===== Supplied records

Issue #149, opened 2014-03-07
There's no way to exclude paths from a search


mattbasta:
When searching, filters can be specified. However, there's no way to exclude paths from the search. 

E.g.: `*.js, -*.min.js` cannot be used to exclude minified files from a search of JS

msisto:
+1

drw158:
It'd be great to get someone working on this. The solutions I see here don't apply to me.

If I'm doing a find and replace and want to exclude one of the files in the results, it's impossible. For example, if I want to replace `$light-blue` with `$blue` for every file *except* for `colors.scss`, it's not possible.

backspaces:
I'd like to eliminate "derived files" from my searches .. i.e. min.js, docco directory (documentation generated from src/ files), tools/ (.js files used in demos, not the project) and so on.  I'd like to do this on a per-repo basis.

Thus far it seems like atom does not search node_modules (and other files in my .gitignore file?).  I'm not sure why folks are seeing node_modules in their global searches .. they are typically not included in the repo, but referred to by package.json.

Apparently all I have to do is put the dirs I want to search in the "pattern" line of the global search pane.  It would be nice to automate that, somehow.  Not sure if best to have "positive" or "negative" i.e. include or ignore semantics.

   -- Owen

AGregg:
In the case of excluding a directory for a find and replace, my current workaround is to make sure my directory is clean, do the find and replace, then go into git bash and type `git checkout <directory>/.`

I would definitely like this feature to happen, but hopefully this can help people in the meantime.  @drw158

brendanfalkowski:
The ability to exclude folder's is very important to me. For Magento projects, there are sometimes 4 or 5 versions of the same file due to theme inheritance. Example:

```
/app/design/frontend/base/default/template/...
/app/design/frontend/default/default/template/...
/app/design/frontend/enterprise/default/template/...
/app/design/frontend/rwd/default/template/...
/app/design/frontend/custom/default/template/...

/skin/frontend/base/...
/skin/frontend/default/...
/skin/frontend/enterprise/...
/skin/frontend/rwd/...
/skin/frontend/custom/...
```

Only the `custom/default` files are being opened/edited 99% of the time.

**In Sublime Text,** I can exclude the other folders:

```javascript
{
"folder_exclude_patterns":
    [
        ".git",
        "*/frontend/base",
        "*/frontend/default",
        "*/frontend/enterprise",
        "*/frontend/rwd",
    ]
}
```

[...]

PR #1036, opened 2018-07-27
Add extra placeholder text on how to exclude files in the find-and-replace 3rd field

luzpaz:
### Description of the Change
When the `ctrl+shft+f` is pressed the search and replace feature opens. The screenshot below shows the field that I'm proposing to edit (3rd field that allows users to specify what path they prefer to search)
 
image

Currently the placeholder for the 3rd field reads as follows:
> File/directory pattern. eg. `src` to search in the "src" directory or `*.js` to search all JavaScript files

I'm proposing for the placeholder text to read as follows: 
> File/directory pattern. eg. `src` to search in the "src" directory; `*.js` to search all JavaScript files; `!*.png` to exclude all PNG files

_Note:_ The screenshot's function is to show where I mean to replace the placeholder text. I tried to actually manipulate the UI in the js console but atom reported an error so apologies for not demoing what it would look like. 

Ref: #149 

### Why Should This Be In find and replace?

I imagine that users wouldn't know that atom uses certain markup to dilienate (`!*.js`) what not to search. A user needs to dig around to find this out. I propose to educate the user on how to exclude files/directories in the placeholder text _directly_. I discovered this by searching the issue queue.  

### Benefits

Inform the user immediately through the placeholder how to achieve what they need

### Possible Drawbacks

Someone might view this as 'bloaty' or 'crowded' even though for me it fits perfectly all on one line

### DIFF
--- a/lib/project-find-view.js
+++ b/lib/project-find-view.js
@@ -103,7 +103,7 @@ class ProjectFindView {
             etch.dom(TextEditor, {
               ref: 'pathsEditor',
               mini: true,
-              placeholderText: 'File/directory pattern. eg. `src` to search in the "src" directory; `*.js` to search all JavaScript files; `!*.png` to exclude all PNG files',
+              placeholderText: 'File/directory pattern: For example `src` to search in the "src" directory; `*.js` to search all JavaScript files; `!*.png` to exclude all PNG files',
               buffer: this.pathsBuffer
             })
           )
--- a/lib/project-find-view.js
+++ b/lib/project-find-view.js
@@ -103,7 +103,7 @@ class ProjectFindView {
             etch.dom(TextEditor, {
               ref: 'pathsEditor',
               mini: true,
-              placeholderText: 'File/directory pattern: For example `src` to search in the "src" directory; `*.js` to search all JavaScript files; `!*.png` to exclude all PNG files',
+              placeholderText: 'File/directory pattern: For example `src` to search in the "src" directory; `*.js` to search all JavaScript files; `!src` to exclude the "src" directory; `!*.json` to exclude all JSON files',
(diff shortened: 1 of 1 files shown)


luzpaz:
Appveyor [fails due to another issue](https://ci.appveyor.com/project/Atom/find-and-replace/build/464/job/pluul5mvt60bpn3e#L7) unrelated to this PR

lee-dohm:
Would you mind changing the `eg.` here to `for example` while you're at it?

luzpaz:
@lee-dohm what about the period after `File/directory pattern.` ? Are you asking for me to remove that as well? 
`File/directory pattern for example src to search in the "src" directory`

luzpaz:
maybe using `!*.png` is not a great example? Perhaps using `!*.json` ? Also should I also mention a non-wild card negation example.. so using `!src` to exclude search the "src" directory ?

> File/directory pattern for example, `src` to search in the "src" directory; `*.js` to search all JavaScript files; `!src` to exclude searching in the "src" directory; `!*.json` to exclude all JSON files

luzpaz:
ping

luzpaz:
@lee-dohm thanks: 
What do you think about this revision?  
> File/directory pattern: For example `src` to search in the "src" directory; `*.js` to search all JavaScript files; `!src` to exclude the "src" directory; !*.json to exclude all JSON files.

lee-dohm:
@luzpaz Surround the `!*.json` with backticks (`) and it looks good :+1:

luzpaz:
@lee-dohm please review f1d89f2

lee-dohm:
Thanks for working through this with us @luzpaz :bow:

==========
===== Supplied records

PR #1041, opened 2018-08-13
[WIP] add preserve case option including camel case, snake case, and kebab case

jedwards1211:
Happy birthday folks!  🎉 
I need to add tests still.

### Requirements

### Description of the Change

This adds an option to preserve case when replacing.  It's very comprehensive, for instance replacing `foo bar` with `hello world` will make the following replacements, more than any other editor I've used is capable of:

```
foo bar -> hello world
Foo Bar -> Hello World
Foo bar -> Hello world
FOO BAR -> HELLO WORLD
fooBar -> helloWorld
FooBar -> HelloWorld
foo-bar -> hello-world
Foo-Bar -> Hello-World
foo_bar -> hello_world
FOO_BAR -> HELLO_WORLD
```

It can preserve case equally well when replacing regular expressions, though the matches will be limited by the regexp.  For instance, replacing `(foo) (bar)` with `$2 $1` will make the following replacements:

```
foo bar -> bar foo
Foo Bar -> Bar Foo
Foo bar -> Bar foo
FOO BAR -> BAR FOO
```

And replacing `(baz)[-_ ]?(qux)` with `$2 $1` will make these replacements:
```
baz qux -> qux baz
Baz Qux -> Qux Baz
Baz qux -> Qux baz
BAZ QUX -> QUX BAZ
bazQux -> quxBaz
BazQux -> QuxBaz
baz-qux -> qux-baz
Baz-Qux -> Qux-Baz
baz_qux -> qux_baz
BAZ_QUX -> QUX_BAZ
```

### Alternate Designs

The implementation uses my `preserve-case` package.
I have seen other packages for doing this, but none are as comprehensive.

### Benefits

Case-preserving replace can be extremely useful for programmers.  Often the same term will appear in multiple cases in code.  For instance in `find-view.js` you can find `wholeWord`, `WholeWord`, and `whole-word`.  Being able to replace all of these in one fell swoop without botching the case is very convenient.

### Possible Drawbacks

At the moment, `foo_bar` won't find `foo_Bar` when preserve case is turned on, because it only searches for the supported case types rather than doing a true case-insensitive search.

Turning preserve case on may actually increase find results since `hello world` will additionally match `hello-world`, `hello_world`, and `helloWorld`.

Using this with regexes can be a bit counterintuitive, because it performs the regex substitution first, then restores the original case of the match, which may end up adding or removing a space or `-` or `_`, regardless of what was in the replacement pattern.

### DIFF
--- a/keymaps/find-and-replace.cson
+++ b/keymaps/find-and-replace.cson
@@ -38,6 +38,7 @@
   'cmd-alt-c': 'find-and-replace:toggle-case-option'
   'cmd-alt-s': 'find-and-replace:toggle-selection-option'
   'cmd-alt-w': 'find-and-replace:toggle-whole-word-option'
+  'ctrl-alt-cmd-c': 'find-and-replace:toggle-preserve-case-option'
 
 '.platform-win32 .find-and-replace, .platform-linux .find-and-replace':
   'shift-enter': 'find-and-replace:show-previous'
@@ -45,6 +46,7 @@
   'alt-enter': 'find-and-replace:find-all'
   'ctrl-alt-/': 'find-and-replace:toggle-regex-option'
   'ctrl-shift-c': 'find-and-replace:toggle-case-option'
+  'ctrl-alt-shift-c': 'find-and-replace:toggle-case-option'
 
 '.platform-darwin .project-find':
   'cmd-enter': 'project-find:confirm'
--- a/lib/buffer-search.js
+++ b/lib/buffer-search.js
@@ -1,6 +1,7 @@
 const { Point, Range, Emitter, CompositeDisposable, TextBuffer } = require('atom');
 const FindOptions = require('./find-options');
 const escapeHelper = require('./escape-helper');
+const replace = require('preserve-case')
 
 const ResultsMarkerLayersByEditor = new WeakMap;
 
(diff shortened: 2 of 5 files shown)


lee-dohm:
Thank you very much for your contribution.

==========

◆ What to work on ◆
In the entries above, restate word for word the lines between the one holding "Issue #149, opened 2014-03-07" and the one holding "It'd be great", inclusive, and nothing besides.

◆ Answer space ◆
Issue #149, opened 2014-03-07
There's no way to exclude paths from a search


mattbasta:
When searching, filters can be specified. However, there's no way to exclude paths from the search. 

E.g.: `*.js, -*.min.js` cannot be used to exclude minified files from a search of JS

msisto:
+1

drw158:
It'd be great to get someone working on this. The solutions I see here don't apply to me.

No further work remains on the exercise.